(Entries taken from a collection)

PR #1534, opened 2025-03-19
scxtop: Add checks when updating DSQ latency

hodgesds:
Add additional sanity checks for when DSQ latency is added in the TUI. DSQ latency of 0 should not be considered valid.

### DIFF
--- a/tools/scxtop/src/app.rs
+++ b/tools/scxtop/src/app.rs
@@ -2317,7 +2317,7 @@ impl<'a> App<'a> {
             self.max_cpu_events,
         ));
 
-        if *next_dsq_id != scx_enums.SCX_DSQ_INVALID {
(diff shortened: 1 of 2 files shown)


tools/scxtop/src/app.rs
```diff
@@ -2317,7 +2317,7 @@ impl<'a> App<'a> {
             self.max_cpu_events,
         ));
 
-        if *next_dsq_id != scx_enums.SCX_DSQ_INVALID {
+        if *next_dsq_id != scx_enums.SCX_DSQ_INVALID && *next_dsq_lat_us > 0 {
```
JakeHillion, line 2320: I wonder whether we could see an issue where the `/ 1000` makes this == 0 even though the floating point would be >? I think this is fine now because these events don't form a timeline of their own but something to watch out for maybe.

JakeHillion (approved):

PR #1536, opened 2025-03-20
scx_p2dq: Refactor pick_two_cpu idle selection

hodgesds:
Refactor pick_two_cpu when load balancing to first attempt to find an idle SMT and then an idle cpu. This should make slightly better load balancing decisions.


etsal (approved):
Makes sense!

PR #1539, opened 2025-03-20
scx_p2dq: Update enqueue CPU selection

hodgesds:
Update the enqueue path so that idle CPU selection attempts to select idle cores first.

### DIFF
--- a/scheds/rust/scx_p2dq/src/bpf/main.bpf.c
+++ b/scheds/rust/scx_p2dq/src/bpf/main.bpf.c
@@ -436,8 +436,7 @@ static s32 pick_idle_cpu(struct task_struct *p, struct task_ctx *taskc,
 				}
 				// Try an idle core in the LLC.
 				if (llcx->cpumask &&
-				    (cpu = scx_bpf_pick_idle_cpu(cast_mask(llcx->cpumask), SCX_PICK_IDLE_CORE)) &&
-				    cpu >= 0) {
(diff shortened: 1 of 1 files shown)


scheds/rust/scx_p2dq/src/bpf/main.bpf.c
```diff
@@ -643,19 +643,19 @@ void BPF_STRUCT_OPS(p2dq_enqueue, struct task_struct *p __arg_trusted, u64 enq_f
...
+	if (smt_enabled &&
+	    (cpu = scx_bpf_pick_idle_cpu(llc_mask, SCX_PICK_IDLE_CORE)) &&
+	    cpu >= 0) {
+		scx_bpf_kick_cpu(cpu, SCX_KICK_IDLE);
+		return;
+	}
 
-	// If there is an idle CPU in the LLC kick it.
-	if (cpu < nr_cpus)
+	if ((cpu = scx_bpf_pick_idle_cpu(llc_mask, 0)) && cpu >= 0)
```
etsal, line 658: I think this will spuriously fail on CPU 0 selection.

hodgesds: Explain more, I was trying to debug seeing CPU 0 being left idle.... 😆

etsal: Oh, (cpu = scx_bpf_pick_idle_cpu(llc_mask, 0)) will evaluate to the selected CPU, which when zero so will count as a false-y value and cause the entire expression to evaluate to false. So the code then happily throws the selection away :P

etsal (approved):

PR #1542, opened 2025-03-20
scx_layered: add exclude match rule

etsal:
Add matching rules for excluding tasks/processes/cgroups with a given name from a layer. This lets us more finely specify task membership for a layer without overly depending on the order we specify the layers.

### DIFF
--- a/scheds/rust/scx_layered/examples/exclude.json
+++ b/scheds/rust/scx_layered/examples/exclude.json
@@ -1,0 +1,27 @@
+[
+	{
+		"name": "not stress-ng",
+		"matches": [
+			[{ "CommPrefixExclude": "stress-ng" }]
+		],
+		"kind": {
+			"Grouped": {
+				"cpus_range":  [5, 5],
+				"util_range": [0.01, 0.99],
+				"growth_algo": "RandomTopo",
+				"protected": true
+			}
+		}
+	},
+	{
+		"name": "stress-ng",
+		"matches": [
+			[]
+		],
+		"kind": {
+			"Open": {
+				"growth_algo": "RandomTopo"
+			}
+		}
+	}
+]
--- a/scheds/rust/scx_layered/src/bpf/intf.h
+++ b/scheds/rust/scx_layered/src/bpf/intf.h
@@ -268,6 +268,7 @@ struct layer_match {
 	bool		is_kthread;
 	bool		used_gpu_tid;
 	bool		used_gpu_pid;
+	bool		exclude;
 };
 
 struct layer_match_ands {
--- a/scheds/rust/scx_layered/src/bpf/main.bpf.c
+++ b/scheds/rust/scx_layered/src/bpf/main.bpf.c
@@ -2044,7 +2044,7 @@ int match_layer(u32 layer_id, pid_t pid, const char *cgrp_path)
 				goto err;
 
 			match = &ands->matches[and_id];
-			if (!match_one(match, p, cgrp_path)) {
+			if (!(match_one(match, p, cgrp_path) == !match->exclude)) {
 				matched = false;
 				break;
 			}
--- a/scheds/rust/scx_layered/src/config.rs
+++ b/scheds/rust/scx_layered/src/config.rs
@@ -62,7 +62,9 @@ impl LayerSpec {
 pub enum LayerMatch {
     CgroupPrefix(String),
     CommPrefix(String),
+    CommPrefixExclude(String),
     PcommPrefix(String),
+    PcommPrefixExclude(String),
     NiceAbove(i32),
     NiceBelow(i32),
     NiceEquals(i32),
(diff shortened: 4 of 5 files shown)


likewhatevs (approved):
Seems reasonable. makes sense

htejun:
Can we generalize this? ie. Let all matchers take `Not` suffix or prefix and have a bool negate flag to `layer_match`?

likewhatevs:
> Can we generalize this? ie. Let all matchers take Not suffix or prefix and have a bool negate flag to layer_match?

I don't like the idea of adding a `Not` prefix (which could probably be done) nor adding a bool (which would need to be a breaking change w/o adding more polymorphic json and the requisite mess of handling with that). 

I think we should probably clean layered config up when we have a hard breaking change, making configs look kinda like this:

```
{
     "matcher_type": "comm_prefix",
     "polarity": true,
     "comm_prefix_matcher_properties": {
          "prefix": "prefix"
     }
}
```

Similar would apply to `layer.kind.matcher_type` and `layer.kind.matcher_type.growth_algo`.

hodgesds:
Maybe a dumb idea, but maybe have a `excludes` field that works similar as `matches`?

likewhatevs:
> Maybe a dumb idea, but maybe have a excludes field that works similar as matches? Then on the bpf side before doing any matches iterate over the set of excludes and bail early if it matches.

Not a bad idea if we want this now w/o needing to break cfg format, but I do think the idk overall of how cfg is handled  gets simpler if cfg entries are flat/simple objects like that. Using objects like that would enable polarity to be handled like how UsedGpuPid does it I think, which is pretty good/minimal doing of stuff.

etsal:
> Can we generalize this? ie. Let all matchers take `Not` suffix or prefix and have a bool negate flag to `layer_match`?

The main problem in doing this is how serdes deserializes the config: Right now the fields have to be the exact enum types we specify in Rust, so modifying any existing types breaks all existing configs. In particular I tried to get a drop-in replacement for Matches that would let us specify an exclude flag for each rule. I think @hodgesds 's exclude list idea is the most painless way to add general rule negation without risking breakage. The alternative would be to muck around with serdes to be able to decouple the JSON syntax from the Rust types.

etsal:
> > Maybe a dumb idea, but maybe have a excludes field that works similar as matches? Then on the bpf side before doing any matches iterate over the set of excludes and bail early if it matches.
> 
> Not a bad idea if we want this now w/o needing to break cfg format, but I do think the idk overall of how cfg is handled gets simpler if cfg entries are flat/simple objects like that. Using objects like that would enable polarity to be handled like how UsedGpuPid does it I think, which is pretty good/minimal doing of stuff.
> 
> This is what I mean -- polarity being a minimal tack on like this (and cfg enabling that) would be good:
> 
> ```
> return pid_present == match->used_gpu_pid;
> ```

This is how it looks internally and what the initial version of this patch was doing, but requires interfering with the serdes parsing to avoid breaking existing configs.

etsal:
Actually nevermind, I think doing generic negation requires no serdes code and s a matter of finding the right field attribute. I will look more into it.

etsal:
Ok, so negating individual terms in the expression without breaking things is deceivingly complex. 

> Maybe a dumb idea, but maybe have a `excludes` field that works similar as `matches`? Then on the bpf side before doing any matches iterate over the set of excludes and bail early if it matches.

I thought about it a bit more, and while that would work it does not give us the ability to negate individual terms in the sum of minterms we specify in matches. Also, it would be nonobvious whether exclude or match rules take precedence if both are applicable to a layer, and we would have to arbitrarily have one take precedence over the other.

htejun:
Maybe we can just add new negated match names and then handle them with a negate bit internally? That way serde sees all the negated matches as plain ones while we don't have to have duplicate code for all the matches that we have.

likewhatevs:
> Ok, unless I'm missing something there is no easy way to accept either a (LayerMatch, bool) JSON string or a LayerMatch instance with just serde attributes and without breaking current configs. I think we should merge the pull request as it is and revisit later. There should be a solution that involves writing extra parsing logic, but imo it is not worth it.

I don't think you're missing anything, the config format has structural issues that like make parsing/extending things a pain and fixing that w/o making the parsing logic worse means a breaking change.

etsal:
> Maybe we can just add new negated match names and then handle them with a negate bit internally? That way serde sees all the negated matches as plain ones while we don't have to have duplicate code for all the matches that we have.

On the BPF side that is exactly what we do rn, I have added a flag for each match target that specifies whether it is an allowlist or blocklist. The new "match types" are not visible from the BPF side.

etsal:
I have included negation rules for Comm, Pcomm, and Cgroup which are imo the most commonly used. Should I add for all of them?

hodgesds:
> The only one that I think would be needed is NSID/NSPID, should I add it?

Probably not necessary, those are for special cases anyways and if it's really needed we can add it later.

PR #1543, opened 2025-03-20
scxtop: trace on_sched_exec event.

devnexen:


tools/scxtop/src/perfetto_trace.rs
```diff
@@ -264,6 +264,28 @@ impl PerfettoTraceManager {
         });
     }
 
+    pub fn on_exec(&mut self, action: &ExecAction) {
```
hodgesds, line 267: This needs to be added to [`on_action`](https://github.com/sched-ext/scx/blob/main/tools/scxtop/src/perfetto_trace.rs#L520) as well It's kind of clunky :disappointed:

hodgesds (approved):

PR #1545, opened 2025-03-21
scxtop: adding sched_move_numa trace event

devnexen:


devnexen:
odd, so it happens on fork event, can t reproduce, let s see with this change.

hodgesds:
It might be broke on `main`, let me do some more digging.

hodgesds (approved):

### The task
Copy all lines from the entries that contain the word "adding".

### Solution for this task
I don't like the idea of adding a `Not` prefix (which could probably be done) nor adding a bool (which would need to be a breaking change w/o adding more polymorphic json and the requisite mess of handling with that). 
scxtop: adding sched_move_numa trace event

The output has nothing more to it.